** Given data follows **
PR #926, opened 2021-04-12
update links in README and {bookwyrm,celerywyrm}/settings.py files

void-witch:
the link to celery's homepage has been dead for at least several months
activitypub.rocks now supports tls (yay!)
** End of Given data **
Your assignment –
Your answer must be an exact transcription of all the data above.

Solution for this exercise –
PR #926, opened 2021-04-12
update links in README and {bookwyrm,celerywyrm}/settings.py files

void-witch:
the link to celery's homepage has been dead for at least several months
activitypub.rocks now supports tls (yay!)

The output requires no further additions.